Figure 7Gene expression analysis on AC-16 cardiomyocytes. Cells were stimulated with IFN-γ (10 ng/ml) or TNF-α (5 ng/ml) or IFN-γ + TNF-α during 1 or 6 or 12 or 24 or 48h. On cardiomyocytes stimulated with TNF-α 1052 DEGs were detected whereas on cardiomyocytes stimulated with IFN-γ 769 DEGs were detected. Finally, on cardiomyocytes stimulated 48h with IFN-γ + TNF-α 1443 DEGs were detected. Venn diagram describes the DEGs shared by the various stimulations. Each stimulation was performed 4 times (4n).

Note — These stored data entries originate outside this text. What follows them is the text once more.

PR #1091, opened 2020-09-28
Bazel: offload BUILD files

mrtnzlml:
This commit introduces some basic BUILD files to offload the main Bazel branch. It runs Bazel via Bazelisk on CI and currently executes only two jobs: Buldifier to lint BUILD and WORKSPACE files and `bazel build`.

It should not be used yet so there is no documentation for it yet. I will keep offloading things in a non-breaking fashion in other commits.


WORKSPACE.bazel
```diff
@@ -0,0 +1,76 @@
...
+    sha256 = "b725e6497741d7fc2d55fcc29a276627d10e43fa5d0bb692692890ae30d98d00",
+    urls = [
+        "https://mirror.bazel.build/github.com/bazelbuild/rules_go/releases/download/v0.24.3/rules_go-v0.24.3.tar.gz",
+        "https://github.com/bazelbuild/rules_go/releases/download/v0.24.3/rules_go-v0.24.3.tar.gz",
+    ],
+)
+
+load("@io_bazel_rules_go//go:deps.bzl", "go_register_toolchains", "go_rules_dependencies")
+
+go_rules_dependencies()
```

Figure 8Proposed model for the mitochondrial dysfunction in Chagas disease cardiomyopathy. Left panel: in summary, our results showed that heart tissues from CCC patients have increased production of RNS and reduced content of mitochondrial DNA in comparison with patients with DCM. Similarly, stimulation of AC-16 cardiomyocytes with IFN-γ/TNF-α increased ROS, RNS and proton leak, impaired ΔΨm, depleted ATP production and changed the metabolic profile of the cells. Right panel: in our rescue model, we showed that pharmacological inhibition of molecules involved in the IFN-γ/TNF-α/NF-κB/NOS2 pathway ameliorated the ΔΨm and NO production. Additionally, activation of AMPK/SIRT1 and NRF2 had beneficial impact on the ΔΨm. Thus, we hypothesize that mitochondrial dysfunction is driven by the excessive production of IFN-γ/TNF-α in CCC myocardium and is an essential component for the poor prognosis of Chagas disease cardiomyopathy. Mitochondria-targeted therapies might improve CCC disease progression. Compounds in yellow are inhibitors; Compounds in light green are agonists. Connecting arrows indicate activation and flat line means inhibitory interaction. Red and green arrows indicate the changes observed before and after treatment with the compounds.